[DATA SHOWN Boundary: Start]

PR #1156, opened 2015-05-14
When clicking on a work in Collection Show page, it should redirect t…

tingtingjh:
fixes-1129_worktitle
fixes-1129_thumbnail

### DIFF
--- a/spec/features/show_work_in_collection_spec.rb
+++ b/spec/features/show_work_in_collection_spec.rb
@@ -1,0 +1,52 @@
+require 'spec_helper'
+
+describe "In Show Collection", :type => :feature do
+  let(:user) { create :jill }
+
+  let!(:work) {
+    GenericWork.new.tap do |work|
+      work.title = ['work title abc']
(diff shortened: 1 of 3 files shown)


spec/features/show_work_in_collection_spec.rb
```diff
@@ -0,0 +1,52 @@
+require 'spec_helper'
+
+describe "In Show Collection", :type => :feature do
+  let(:user) { create :jill }
+
+  let!(:work) {
```
cam156: @tingtingjh you can create a public work using the Factory: let(work) { FactoryGirl.create(:public_generic_work) }

cam156:
@tingtingjh the comment above was for informational purposes only.  :+1: waiting on travis

spec/features/show_work_in_collection_spec.rb
tingtingjh: Will make sure to write specs later on in this way.

PR #1166, opened 2015-05-20
Include the correct Metadata namespace. 

hectorcorrea:
The previous code referenced a non-existing namespace (but Rails masked the issue and loaded the correct one)


awead:
:+1:

jcoyne:
WithBasicMetadata is including the same stuff as Metadata, so one or the other should be removed.

See: 
https://github.com/projecthydra/sufia/blob/pcdm/sufia-models/app/models/concerns/sufia/works/curation_concern/with_basic_metadata.rb
https://github.com/projecthydra/sufia/blob/pcdm/sufia-models/app/models/concerns/sufia/works/generic_work_rdf_properties.rb

PR #1167, opened 2015-05-20
Removes extra includes from works.

hectorcorrea:
This addresses https://github.com/projecthydra/sufia/pull/1166#issuecomment-103974822 that @jcoyne made


jcoyne:
:+1:

cam156:
@hectorcorrea & @jcoyne This was discussed during the sprint.  The additional layers were left in from worthwhile so that when @flyingzumwalt refactors the code it will be easier.  Not sure we really want to remove them for that reason.

jcoyne:
If we don't merge this PR, then we should make another PR to revert https://github.com/projecthydra/sufia/commit/6df5a195f094e1a36a37c6e62994029d20a4174f. There's two modules doing largely the same thing (defining metadata).

PR #1168, opened 2015-05-20
Use a version of Hydra::Collections that uses PCDM

jcoyne:


spec/actors/curation_concern/generic_work_actor_spec.rb
```diff
@@ -170,6 +166,7 @@
         reload = GenericWork.find(curation_concern.id)
         expect(reload.identifier).to be_blank
         expect(reload).to be_persisted
+        pending "aggregation delete is not working so it's not removing from old collections. Possibly fixed by https://github.com/projecthydra-labs/activefedora-aggregation/pull/33"
```
cam156: Can you create a ticket for this pending so it does not get lost?

spec/views/my/_list_works.html.erb_spec.rb
```diff
@@ -4,15 +4,17 @@
 
   let(:work_title) { 'Work Title' }
   let(:coll_title) { 'Collection Title' }
-  let(:collection) { FactoryGirl.create(:collection, title: coll_title) }
-  let!(:work) { FactoryGirl.create(:work, title: [work_title], collections: [collection]) }
+  let(:collection) { FactoryGirl.build(:collection, id: '3197z497t', title: coll_title) }
+  let!(:work) { FactoryGirl.build(:work, id: '3197z511f', title: [work_title]) }
```
cam156: @jcoyne How does the work get assigned to the collection here?  what am I missing?

sufia-models/app/actors/curation_concern/generic_work_actor.rb
```diff
@@ -46,7 +46,11 @@ def add_to_collections(new_collection_ids)
       end
 
       #add to new
-      curation_concern.collection_ids = new_collection_ids
+      new_collection_ids.each do |coll_id|
+        collection = Collection.find(coll_id)
+        collection.members << curation_concern
+        collection.save
```
cam156: @jcoyne Do we really need to save after each assign?  Couldn't this be moved outside the loop?

spec/actors/curation_concern/generic_work_actor_spec.rb
jcoyne: https://github.com/projecthydra/sufia/issues/1170

spec/views/my/_list_works.html.erb_spec.rb
jcoyne: It doesn't in this test. This is a view test, so I just stubbed out the `CollectionMemberService` to return the correct stuff.

sufia-models/app/actors/curation_concern/generic_work_actor.rb
jcoyne: Yes, we need to save each collection. There's no way to move it outside the loop.

PR #1169, opened 2015-05-21
Adding filter for catalog to find works that contain files that match…

### LINKED ISSUE #1151: Allow a GenericWork to be found by the GenericFile metadata and content
Allow a GenericWork to be found by the contents and metadata of the files contained by the work.

I believe this entails indexing the GenericFile metadata at the GenericWork level.

cam156:
… the query. fixes #1151 

In addition I refactored the catalog controller test to use only solr instead of fedora to speed up the tests by half even though I added 3 additional tests.

### DIFF
--- a/app/controllers/concerns/sufia/catalog.rb
+++ b/app/controllers/concerns/sufia/catalog.rb
@@ -2,7 +2,7 @@ module Sufia
   module Catalog
     extend ActiveSupport::Concern
     included do
-      self.search_params_logic += [:only_works_and_collections]
+      self.search_params_logic += [:only_works_and_collections, :show_works_or_works_that_contain_files]
     end
   end
 end
--- a/app/search_builders/sufia/search_builder.rb
+++ b/app/search_builders/sufia/search_builder.rb
@@ -54,4 +54,32 @@ module Sufia::SearchBuilder
     solr_parameters[:fq] << "#{Solrizer.solr_name("has_model", :symbol)}:(\"GenericWork\" \"Collection\")"
   end
 
+  # show both works that match the query and works that contain files that match the query
+  def show_works_or_works_that_contain_files(solr_parameters)
+    return if solr_parameters[:q].blank?
+    solr_parameters[:user_query] = solr_parameters[:q]
+    solr_parameters[:q] = new_query
+  end
+
+  protected
+
+  # the {!lucene} gives us the OR syntax
+  def new_query
+    "{!lucene}#{ interal_query(dismax_query) } #{ interal_query(join_for_works_from_files) }"
+  end
+
+  # the _query_ allows for another parser (aka dismax)
+  def interal_query( query_value)
+     "_query_:\"#{query_value}\""
+  end
+
+  # the {!dismax} causes the query to go against the query fields
+  def dismax_query
+    "{!dismax v=$user_query}"
+  end
+
+  # join from file id to work relationship solrized generic_work_id
+  def join_for_works_from_files
+    "{!join from=#{Solrizer.solr_name('generic_work_id', :symbol)} to=id}#{dismax_query}"
+  end
 end
--- a/lib/generators/sufia/templates/catalog_controller.rb
+++ b/lib/generators/sufia/templates/catalog_controller.rb
@@ -15,7 +15,7 @@ class CatalogController < ApplicationController
   # These before_filters apply the hydra access controls
   before_filter :enforce_show_permissions, only: :show
   # This applies appropriate access controls to all solr queries
-  CatalogController.search_params_logic += [:add_access_controls_to_solr_params, :add_advanced_parse_q_to_solr]
+  CatalogController.search_params_logic = [:add_advanced_parse_q_to_solr] + search_params_logic + [:add_access_controls_to_solr_params]
 
   skip_before_filter :default_html_head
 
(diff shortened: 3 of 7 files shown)


app/search_builders/sufia/search_builder.rb
```diff
@@ -54,4 +54,30 @@ def only_works_and_collections(solr_parameters)
...
 
+  # show both works that match the query and works that contain files that match the query
+  def show_works_or_works_that_conatin_files(solr_parameters)
+    return if scope.params[:q].blank?
+    solr_parameters[:q] = new_query
+    solr_parameters[:user_query] = scope.params[:q]
+  end
+
+  # the {!lucene} gives us the OR syntax
+  def new_query
```
jcoyne: Should this be a protected method?

app/search_builders/sufia/search_builder.rb
```diff
@@ -54,4 +54,30 @@ def only_works_and_collections(solr_parameters)
...
+    "{!lucene}#{ interal_query(dismax_query) } #{ interal_query(join_for_works_from_files) }"
+  end
+
+  # the _query_ allows for another parser (aka dismax)
+  def interal_query( query_value)
```
jcoyne: protected method?

app/search_builders/sufia/search_builder.rb
```diff
@@ -54,4 +54,30 @@ def only_works_and_collections(solr_parameters)
...
+     "_query_:\"#{query_value}\""
+  end
+
+  # the {!dismax} causes the query to go against the query fields
+  def dismax_query
```
jcoyne: protected?

app/search_builders/sufia/search_builder.rb
```diff
@@ -54,4 +54,30 @@ def only_works_and_collections(solr_parameters)
...
+    "{!dismax v=$user_query}"
+  end
+
+  # join from file id to work relationship solrized generic_work_id
+  def join_for_works_from_files
```
jcoyne: protected?

app/search_builders/sufia/search_builder.rb
```diff
@@ -54,4 +54,30 @@ def only_works_and_collections(solr_parameters)
     solr_parameters[:fq] << "#{Solrizer.solr_name("has_model", :symbol)}:(\"GenericWork\" \"Collection\")"
   end
 
+  # show both works that match the query and works that contain files that match the query
+  def show_works_or_works_that_conatin_files(solr_parameters)
```
jcoyne: typo `contain`

app/controllers/concerns/sufia/catalog.rb
```diff
@@ -2,7 +2,7 @@ module Sufia
   module Catalog
     extend ActiveSupport::Concern
     included do
-      self.search_params_logic += [:only_works_and_collections]
+      self.search_params_logic += [:only_works_and_collections, :show_works_or_works_that_conatin_files]
```
jcoyne: typo `contain`

lib/generators/sufia/templates/catalog_controller.rb
```diff
@@ -15,7 +15,7 @@ class CatalogController < ApplicationController
   # These before_filters apply the hydra access controls
   before_filter :enforce_show_permissions, only: :show
   # This applies appropriate access controls to all solr queries
-  CatalogController.search_params_logic += [:add_access_controls_to_solr_params, :add_advanced_parse_q_to_solr]
+  CatalogController.search_params_logic = [:add_advanced_parse_q_to_solr] + search_params_logic + [:add_access_controls_to_solr_params]
```
jcoyne: What's the reason for putting the `add_access_controls_to_solr_params` at the end and the `add_advanced_parse_q_to_solr` at the beginning?

spec/controllers/catalog_controller_spec.rb
```diff
@@ -12,34 +12,36 @@
   describe "#index" do
 
     let!(:rocks) {
-      GenericWork.new.tap do |work|
+      GenericWork.new(id: 'rock123').tap do |work|
```
jcoyne: why is this necessary?

jcoyne: Ah, I see, NM.

jcoyne:
Can you please add a test for search_builder.rb so we can see that the correct queries are being created given different input?

lib/generators/sufia/templates/catalog_controller.rb
cam156: @jcoyne add_advanced_parse_q_to_solr changes the query and my :show_works_or_works_that_conatin_files also changes the query.  Add add_advanced_parse_q_to_solr just overrides any changes I make, while my change keeps the original string.

cam156:
@jcoyne the reason I went away from search_builder.rb test is you are really just looking at strings.  The real test is if they do what you want them to do in the controller.  I'm not sure I see the value to adding those test.

jcoyne:
@cam156 if these tests in the controller start failing, I'd want to know "Are we sending the correct query to solr?" But presently we don't have tests that can help us answer that question.

cam156:
@jcoyne Ok, but I'm just really worried about test bloat.  Our test is extremely long as it is...

jcoyne:
@cam156 Fortunately testing the SearchBuilder should be really fast since there are no external API calls.

app/search_builders/sufia/search_builder.rb
cam156: added protected above all  the methods you mentioned

cam156:
@jcoyne added tests for the new search builder method and move the internal methods to protected.

jcoyne:
:+1:  Looks good to me.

[DATA SHOWN Boundary: End]

→ **REQUIRED ACTION**
Which lines of the entries contain "shortened"? Count them and write only the number.

→ **FINAL ANSWER**
2